Остальные зашевелились, темноволосый приподнялся и потянулся за очками.

– А вот это, – весело сообщила девица, – вам больше не пригодится, Тимур Александрович! Все, новая жизнь, пора привыкать. Сейчас, глазки посмотрю... Владимир, как вы себя чувствуете?

– Замечательно, – выговорил я, стараясь не разглядывать ее в упор.

– А что с пульсом? – Она закусила губу, и я почувствовал, как теплые девичьи пальцы обхватили запястье. – Никогда нельзя полностью полагаться на технику, я всегда это говорила... – Она резко замолчала и встревожено подняла на меня серые глаза. – Что с вами?
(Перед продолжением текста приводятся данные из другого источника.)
PR #248, opened 2022-07-07
feat(maitake): add feature flags for both versions of `tracing`

hawkw:
This branch adds support for emitting both `tracing` 0.1 and `tracing`
0.2 diagnostics from Maitake. They are both controlled by feature flags,
which are additive --- both `tracing` versions _can_ be supported
simultaneously. The `tracing` configuration for tests still works as it
did previously.

The `tracing` 0.2 feature flag probably can't stay forever, if we ever
want to do a crates.io release of `maitake` before `tracing` 0.2 is
done...

### DIFF
--- a/maitake/README.md
+++ b/maitake/README.md
@@ -132,10 +132,13 @@ The following features are available (this list is incomplete; you can help by [
 
 [expanding it]: https://github.com/hawkw/mycelium/edit/main/maitake/README.md
 
-| Feature | Default | Explanation |
-| :---    | :---    | :---        |
-| `alloc` | `true`  | Enables [`liballoc`] dependency |
+| Feature        | Default | Explanation |
+| :---           | :---    | :---        |
+| `alloc`        | `true`  | Enables [`liballoc`] dependency |
 | `no-cache-pad` | `false` | Inhibits cache padding for the [`CachePadded`] struct. When this feature is NOT enabled, the size will be determined based on target platform. |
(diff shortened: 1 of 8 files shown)


maitake/README.md
```diff
@@ -132,10 +132,13 @@ The following features are available (this list is incomplete; you can help by [
...
 [expanding it]: https://github.com/hawkw/mycelium/edit/main/maitake/README.md
 
-| Feature | Default | Explanation |
-| :---    | :---    | :---        |
-| `alloc` | `true`  | Enables [`liballoc`] dependency |
+| Feature        | Default | Explanation |
+| :---           | :---    | :---        |
+| `alloc`        | `true`  | Enables [`liballoc`] dependency |
 | `no-cache-pad` | `false` | Inhibits cache padding for the [`CachePadded`] struct. When this feature is NOT enabled, the size will be determined based on target platform. |
+| `tracing-01`   | `false`  | Enables support for v0.1.x of [`tracing`] (the current release version). Requires `liballoc`.|
```
jamesmunns, line 139: Wait, does tracing 0.1 still require `liballoc`? I thought we had squished that away. I was able to build a no-std lib for thumbv7em-none-eabihf with tracing v0.1.35.

hawkw: Tracing 0.1 will always require liballoc, it supports no-std + alloc. Getting rid of alloc in 0.1 isn't possible as it would require feature-flagging APIs that are currently available on `default-features = false`.

PR #250, opened 2022-07-09
feat(maitake): add a task builder for naming tasks

hawkw:
This branch adds a `task::Builder` API to `maitake` for configuring task
settings prior to spawning. Currently, the only settings that can be
configured are metadata fields used to populate the `tracing` span
generated for that task, such as a name (used for the `tokio-console`
`task.name` field).

This is similar to the (unstable) `task::Builder` API in `tokio`.


jamesmunns (approved):
Looks great!

Issue #238, opened 2022-06-23
maitake: scheduler trait is kind of weird


hawkw:
Currently, `maitake` has a `Schedule` trait that abstracts over a scheduler that can schedule a task:
https://github.com/hawkw/mycelium/blob/653aaf8d6040ad4146b0330ef957e26ae904a7b6/maitake/src/scheduler.rs#L27

This has to be a public trait, as it's one of the trait bounds on `Task`'s generics. However, the trait is kind of weird if user code intends to implement it. The only way to schedule a task is to push it to the scheduler's run queue, which is a `cordyceps::MpscQueue`. However, the `Linked<mpsc_queue::Links<...>>` impl for `task::Header` is private, so downstream code cannot use this to implement `Schedule` for its own types.

There are some questions we may eventually want to work out:

1. do we want `Schedule` to be an extension point? is there a reason for user code to implement `Schedule` for its own types?
2. if we want user code to implement this trait, should we consider changing it from having a `schedule` method to having a `run_queue` accessor or similar? that way, the `Task` code can handle actually pushing itself to the scheduler run queue, and it just asks that a scheduler own a run queue.
3. if we *don't* want user code to implement `Schedule`, should we 
  - remove the trait and replace it with some kind of type erased `SchedulerRef` type (potentially adding dyn dispatch overhead...)?
  - make the trait impossible to implement in user code *explicitly*?
  - just document that this isn't intended to be implemented downstream?

hawkw:
cc @jamesmunns any opinions?

jamesmunns:
So, "as a downstream user", I don't know if I'd necessarily want to be able to abstract over the scheduler that I'm working with? But if implementing the trait requires intimate knowledge of the scheduler implementation like you've said above, I'd probably say it's better to:

* Make it a sealed trait (I did this in #251, mnemos still builds with this change)
* Remove the trait entirely

It's acceptable to make it a sealed trait, as the user MUST choose one of the Schedule impls provided by Maitake, and can use them to fulfill the `S: Schedule` trait bound, though they can't use that to make THIER downstream types generic over some S in the future (because they can't name the Schedule trait).

This seems fine to me? But again, I'm not trying to be generic over my scheduler implementations. If you can think of a reason that someone would want to do that, you could close #251, but if not, I'd say merge it, or just yeet the trait entirely.

PR #251, opened 2022-07-11
Make Schedule a sealed trait

jamesmunns:
Open as a discussion point to #238

### DIFF
--- a/maitake/src/scheduler.rs
+++ b/maitake/src/scheduler.rs
@@ -21,8 +21,13 @@ pub struct Tick {
     pub has_remaining: bool,
 }
 
-pub trait Schedule: Sized + Clone {
-    fn schedule(&self, task: TaskRef);
+use sealed::Schedule as _;
+pub(crate) mod sealed {
+    use crate::task::TaskRef;
+
+    pub trait Schedule: Sized + Clone {
+        fn schedule(&self, task: TaskRef);
+    }
 }
 
 /// A stub [`Task`],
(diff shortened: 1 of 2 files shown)


maitake/src/scheduler.rs
```diff
@@ -21,16 +21,22 @@ pub struct Tick {
...
 
-    /// Returns a new [task `Builder`] for configuring tasks prior to spawning
-    /// them on this scheduler.
-    ///
-    /// [task `Builder`]: task::Builder
-    #[must_use]
-    fn build_task<'a>(&self) -> task::Builder<'a, Self> {
-        task::Builder::new(self.clone())
+
+    pub trait Schedule: Sized + Clone {
```
hawkw, line 29: I'm not sure if this is really the right way to seal the trait. I think user code _does_  need to be able to reference the trait name, so that it can write code that is generic over `S: Schedule`, or potentially also use the trait's methods. It just can't be _implemented_ in user code.

In order to ensure that, I think the trait definition of `Schedule` needs to be in the public module, but it needs to require a `Sealed` marker trait that is only visible internally. Like:

```rust
pub trait Schedule: sealed::Sealed + Sized + Clone {
     // ...
}

mod sealed {
    pub trait Sealed {}
}
```

hawkw (changes requested):

jamesmunns:
Closing this, mostly intended to open this as a conversation point, but I'd need to do the sealing differently.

– Ничего! – раздраженно бросил я, высвобождая руку. Ясно ведь, что у меня с пульсом, ясно, как граница города и тумана. – Все у меня в порядке. Это с тобой что-то не так, по-моему.

Она терпеливо вздохнула и обняла скоросшиватель с историей болезни.

– Вы, главное, не беспокойтесь, Владимир. Все будет хорошо, – она протянула руку и коснулась моей ладони, – вы только не беспокойтесь...

– Не беспокоюсь, – сквозь зубы процедил я, резко отбрасывая волосы с лица и поднимая взгляд. Нет, никакой ошибки. – Ты издеваешься, Аретейни? Или это психологический тест такой?

Она вздрогнула и отшатнулась, будто я на нее кастетом замахнулся. Глаза подозрительно заблестели. Интересно, что она с такими нервами в медицине-то забыла?..

Ласточка – а все же это, черт меня побери, была именно она – сглотнула и заинтересованно подалась вперед.

– А вы меня откуда знаете?

На этот раз шарахнулся я. В глазах у нее светилось настолько искреннее удивление, что злость мою как рукой сняло. Так притворяться все же невозможно.

– Как так – откуда?.. – осторожненько начал я. – Из Города, разумеется. А ты не помнишь?

Она прищурилась, и даже насупилась, старательно вспоминая. Затем уставилась на меня. Повисла пауза минуты на две. Я отрешенно слушал чьи-то шаги за дверью.

– Нет, – наконец, резюмировала она, – не помню. А может, я вас просто забыла?.. Где мы встречались?

– Товарищ доктор! – сонно возмутились на дальней кровати. – Чего вы так рано-то?

Аретейни мельком обернулась.

– А вы мне не рады? – жизнерадостно отшутилась она и тут же пояснила:

– Просто задержалась на работе, вот, решила к вам зайти, поглядеть, как тут у вас дела. У нас операция была в ночь, в соседней палате девочка... – Ласточка обернулась обратно ко мне. – Простите меня! Совсем голова дырявая! Так, где мы познакомились?

Я только отмахнулся. Бестолку. Ясно же, что здесь что-то не так – не то тот самый сбой континуума, которым нас пугали в академии, не то я где-нибудь валяюсь в обмороке, и все это мне мерещится. Склоняюсь ко второму. Потому что галлюцинации всегда абсурдны, а ничего более абсурдного, чем местная обстановка, не найдешь. Взять хотя бы открытые окна и яркий свет... про исчезающие шрамы я уж молчу.

Или...

Во сне ведь не чувствуют боль.

Я ухватил себя за пальцы и резко выгнул суставы наружу.

Ласточка тихонько ахнула.

Боль ударила маленькой невидимой молнией.

Ничего не понимаю.

– Что вы делаете! – Аретейни ухватила меня за запястье. Я стиснул зубы.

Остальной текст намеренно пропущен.